PR #4148, opened 2024-06-27
feat(deploy): Sync env vars before deployment

blancoramiro:
This new step will apply any update to the Courtlistener environment variables (secret or not) before launching any pod or running any restart.

  Step will first add an annotation which will trigger an event that the external-secrets operator will pick up and start a sync with the AWS secret that holds all the environment variables, and then it'll wait for the secret to have a synced status.

  Wait has a limit of 30 seconds which if it's reach, the command will exit with an error status.


mlissner:
Great! Can you do this for bots.law too, please?

Issue #4143, opened 2024-06-27
Missing pacer free documents


quevon24:
Bill recently realized that some free pacer documents are missing (opinions) even though the scraper continues to run every day.

I've been digging to see why this is happening.

Manually inspecting in "mad" i  found these missing documents:

5/18/2024 – 6/17/2024: 7 documents missing
3/18/2024 – 4/17/2024: 5 documents missing
2/18/2024 – 3/17/2024: ~11 documents missing
2/18/2024 – 3/17/2024: ~22 documents missing

I have been testing the courtlistener command and directly in juriscraper and it works perfectly, it does not lose documents.

I already checked a database dump and i couldn't find any failed rows related to the results above and the only way a PACERFreeDocumentRow row can be deleted from is if the entry has been created in courtlistener so I thought it might be on courtlistener (although it would be strange if recap didn't mark it) but I couldn't find them in the system.

Also verified that the command also merges correctly the docket entry if the docket already exist.

In my local environment I was seeing this exception MaxRetriesExceededError which is related to the celery task, i had to rerun the command to get all the documents into my local instance. I've already been investigating sentry but I couldn't find any logs related to this, so maybe the problem is not there.

The only thing I can think of is that those documents for some reason were added after the scraper was run but I didn't see any timestamp or similar to be able to verify this.

I'm still thinking about why this happened, any suggestions are welcome

quevon24:
> What would happen if the court blocked us for a day or for part of a night?

It is a good suggestion, I already checked what you mentioned, assuming that we are blocked I would expect to receive a 403 code or some other error code, we use the raise_for_status() function which would throw us an exception when trying to generate the report, I checked in sentry but I did not see any error related to this, then it is unlikely to happen

mlissner:
Have you seen the messages in Sentry about "Unable to get free documents between X and Y" or similar? It's an error we get pretty regularly?

quevon24:
> Have you seen the messages in Sentry about "Unable to get free documents between X and Y" or similar? It's an error we get pretty regularly?

Yes, I had already seen the error, Ramiro already shared the logs with me to see if the problem is there

quevon24:
[...]

PR #4158, opened 2024-07-01
Add exc_info param to pacer free document command

quevon24:
This small PR is related to #4143.

It seems that some of the problems are only happening on the server since I have not been able to replicate them locally, the problem is that the logged messages have not been enough to be able to infer what the error is since only something like:

```
2024-06-20 02:14:22.154	ERROR Failed to get free document references for wawd between 2024-06-15 and 2024-06-20 due to PACER 6.3 bug..
2024-06-20 02:14:10.649	INFO Attempting to get latest document references for wawd between 2024-06-15 and 2024-06-20
```

As you can see the message does not say much and there is no traceback available.

The change only passes the exc_info parameter to obtain the traceback but keeping the message.


flooie:
@quevon24 looks good to me

PR #4162, opened 2024-07-02
feat(recap->op): Enable bankruptcy opinions

flooie:
Add tweak to importer to enable FB jurisdictions.


cl/corpus_importer/management/commands/recap_into_opinions.py
```diff
@@ -137,6 +139,14 @@ def __init__(self, *args, **kwargs):
         super().__init__(*args, **kwargs)
 
     def add_arguments(self, parser):
+        parser.add_argument(
+            "--jurisdiction",
+            help="Select Jurisdiction",
+            type=str,
+            default="FD",
```
ERosendo, line 146: There's room for improvement in the `jurisdiction` argument for the command. We should tighten things up by restricting the allowed values to a predefined list. Luckily, we already have a list of valid jurisdictions available in `Court.JURISDICTIONS`.

```suggestion
            default=Court.FEDERAL_DISTRICT,
            choices=[c[0] for c in Court.JURISDICTIONS],
```

This change will not only strengthen the code's logic but also provide clearer guidance to users when they run the command with the `--help` flag.

```bash
options:
  -h, --help            show this help message and exit
  --jurisdiction {F,FD,FB,FBP,FS,S,SA,ST,SS,TRS,TRA,TRT,TRX,TS,TA,TT,TSP,SAG,MA,MT,C,I,T}
  --court COURT         Specific court ID to import - skip if want to ingest everything
```

ERosendo (approved):

flooie:
thanks @ERosendo - I'm making a counter proposal because I don't want to have more jurisdiction choices than makes sense.

ERosendo:
@flooie LGTM :shipit:

PR #4184, opened 2024-07-09
Add new icons

mlissner:
This adds favicons per the instructions here: 

https://evilmartians.com/chronicles/how-to-favicon-in-2021-six-files-that-fit-most-needs

The idea is to simplify what we had while still being generally compliant. A few things:

 - New favicon design. The scales even when simplified were too complex, so I just went with a single node. The red works in light or dark backgrounds.
 - As the sizes of the images goes up, I added more complexity to the icons since we'd have more space.
 - The manifest file requires that you figure out the hash of the file in advance, since the file cannot be generated by Django, so I did that.

Hopefully this will be good enough to satisfy most or all use cases.


flooie (approved):
Looks good to me

mlissner:
Let's see how it goes!

PR #4186, opened 2024-07-09
fix(imgs): Correct manifest links

mlissner:


mlissner:
Not sure why the hashes are wrong, but it's OK. These are from S3 and should be correct.

PR #4187, opened 2024-07-09
fix(imgs): New favicons

mlissner:


flooie (approved):
I like this a lot more!  I mentioned in the other one that it appears to have more lip in the smaller image but perhaps thats not real.

mlissner:
It could be not real, but it could still be the way your eye sees it. Let's keep an eye on it and see if we notice it going forward. (I don't see it right now.)

PR #4206, opened 2024-07-16
feat(auth):Uses Ada to redirect users upon login

### LINKED ISSUE #3933: Use Ada to redirect users upon login
A while back, I removed redirect-on-login functionality from CourtListener because it was exposing a vulnerability in Python. I reported the Python vulnerability, and it was fixed:

https://bugs.python.org/issue43882

But it was kind of a mess, honestly. The volunteer that fixed it didn't check if the WHATWG test suite passed properly, and just focused on the small vuln that I reported. I'm pretty sure `urlparse` is still parsing things incorrectly and probably still vulnerable, so I didn't reinstate our redirect-on-login functionality even once Python was "fixed."

Now, when people login, they just go to the homepage, and bots.law inherited this functionality. Lame.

===============

Requirement:
Transcribe all the entries, keeping each one exactly as it is.

Written reply:
PR #4148, opened 2024-06-27
feat(deploy): Sync env vars before deployment

blancoramiro:
This new step will apply any update to the Courtlistener environment variables (secret or not) before launching any pod or running any restart.

  Step will first add an annotation which will trigger an event that the external-secrets operator will pick up and start a sync with the AWS secret that holds all the environment variables, and then it'll wait for the secret to have a synced status.

  Wait has a limit of 30 seconds which if it's reach, the command will exit with an error status.


mlissner:
Great! Can you do this for bots.law too, please?

Issue #4143, opened 2024-06-27
Missing pacer free documents


quevon24:
Bill recently realized that some free pacer documents are missing (opinions) even though the scraper continues to run every day.

I've been digging to see why this is happening.

Manually inspecting in "mad" i  found these missing documents:

5/18/2024 – 6/17/2024: 7 documents missing
3/18/2024 – 4/17/2024: 5 documents missing
2/18/2024 – 3/17/2024: ~11 documents missing
2/18/2024 – 3/17/2024: ~22 documents missing

I have been testing the courtlistener command and directly in juriscraper and it works perfectly, it does not lose documents.

I already checked a database dump and i couldn't find any failed rows related to the results above and the only way a PACERFreeDocumentRow row can be deleted from is if the entry has been created in courtlistener so I thought it might be on courtlistener (although it would be strange if recap didn't mark it) but I couldn't find them in the system.

Also verified that the command also merges correctly the docket entry if the docket already exist.

In my local environment I was seeing this exception MaxRetriesExceededError which is related to the celery task, i had to rerun the command to get all the documents into my local instance. I've already been investigating sentry but I couldn't find any logs related to this, so maybe the problem is not there.

The only thing I can think of is that those documents for some reason were added after the scraper was run but I didn't see any timestamp or similar to be able to verify this.

I'm still thinking about why this happened, any suggestions are welcome

quevon24:
> What would happen if the court blocked us for a day or for part of a night?

It is a good suggestion, I already checked what you mentioned, assuming that we are blocked I would expect to receive a 403 code or some other error code, we use the raise_for_status() function which would throw us an exception when trying to generate the report, I checked in sentry but I did not see any error related to this, then it is unlikely to happen

mlissner:
Have you seen the messages in Sentry about "Unable to get free documents between X and Y" or similar? It's an error we get pretty regularly?

quevon24:
> Have you seen the messages in Sentry about "Unable to get free documents between X and Y" or similar? It's an error we get pretty regularly?

Yes, I had already seen the error, Ramiro already shared the logs with me to see if the problem is there

quevon24:
[...]

PR #4158, opened 2024-07-01
Add exc_info param to pacer free document command

quevon24:
This small PR is related to #4143.

It seems that some of the problems are only happening on the server since I have not been able to replicate them locally, the problem is that the logged messages have not been enough to be able to infer what the error is since only something like:

```
2024-06-20 02:14:22.154	ERROR Failed to get free document references for wawd between 2024-06-15 and 2024-06-20 due to PACER 6.3 bug..
2024-06-20 02:14:10.649	INFO Attempting to get latest document references for wawd between 2024-06-15 and 2024-06-20
```

As you can see the message does not say much and there is no traceback available.

The change only passes the exc_info parameter to obtain the traceback but keeping the message.


flooie:
@quevon24 looks good to me

PR #4162, opened 2024-07-02
feat(recap->op): Enable bankruptcy opinions

flooie:
Add tweak to importer to enable FB jurisdictions.


cl/corpus_importer/management/commands/recap_into_opinions.py
```diff
@@ -137,6 +139,14 @@ def __init__(self, *args, **kwargs):
         super().__init__(*args, **kwargs)
 
     def add_arguments(self, parser):
+        parser.add_argument(
+            "--jurisdiction",
+            help="Select Jurisdiction",
+            type=str,
+            default="FD",
```
ERosendo, line 146: There's room for improvement in the `jurisdiction` argument for the command. We should tighten things up by restricting the allowed values to a predefined list. Luckily, we already have a list of valid jurisdictions available in `Court.JURISDICTIONS`.

```suggestion
            default=Court.FEDERAL_DISTRICT,
            choices=[c[0] for c in Court.JURISDICTIONS],
```

This change will not only strengthen the code's logic but also provide clearer guidance to users when they run the command with the `--help` flag.

```bash
options:
  -h, --help            show this help message and exit
  --jurisdiction {F,FD,FB,FBP,FS,S,SA,ST,SS,TRS,TRA,TRT,TRX,TS,TA,TT,TSP,SAG,MA,MT,C,I,T}
  --court COURT         Specific court ID to import - skip if want to ingest everything
```

ERosendo (approved):

flooie:
thanks @ERosendo - I'm making a counter proposal because I don't want to have more jurisdiction choices than makes sense.

ERosendo:
@flooie LGTM :shipit:

PR #4184, opened 2024-07-09
Add new icons

mlissner:
This adds favicons per the instructions here: 

https://evilmartians.com/chronicles/how-to-favicon-in-2021-six-files-that-fit-most-needs

The idea is to simplify what we had while still being generally compliant. A few things:

 - New favicon design. The scales even when simplified were too complex, so I just went with a single node. The red works in light or dark backgrounds.
 - As the sizes of the images goes up, I added more complexity to the icons since we'd have more space.
 - The manifest file requires that you figure out the hash of the file in advance, since the file cannot be generated by Django, so I did that.

Hopefully this will be good enough to satisfy most or all use cases.


flooie (approved):
Looks good to me

mlissner:
Let's see how it goes!

PR #4186, opened 2024-07-09
fix(imgs): Correct manifest links

mlissner:


mlissner:
Not sure why the hashes are wrong, but it's OK. These are from S3 and should be correct.

PR #4187, opened 2024-07-09
fix(imgs): New favicons

mlissner:


flooie (approved):
I like this a lot more!  I mentioned in the other one that it appears to have more lip in the smaller image but perhaps thats not real.

mlissner:
It could be not real, but it could still be the way your eye sees it. Let's keep an eye on it and see if we notice it going forward. (I don't see it right now.)

PR #4206, opened 2024-07-16
feat(auth):Uses Ada to redirect users upon login

### LINKED ISSUE #3933: Use Ada to redirect users upon login
A while back, I removed redirect-on-login functionality from CourtListener because it was exposing a vulnerability in Python. I reported the Python vulnerability, and it was fixed:

https://bugs.python.org/issue43882

But it was kind of a mess, honestly. The volunteer that fixed it didn't check if the WHATWG test suite passed properly, and just focused on the small vuln that I reported. I'm pretty sure `urlparse` is still parsing things incorrectly and probably still vulnerable, so I didn't reinstate our redirect-on-login functionality even once Python was "fixed."

Now, when people login, they just go to the homepage, and bots.law inherited this functionality. Lame.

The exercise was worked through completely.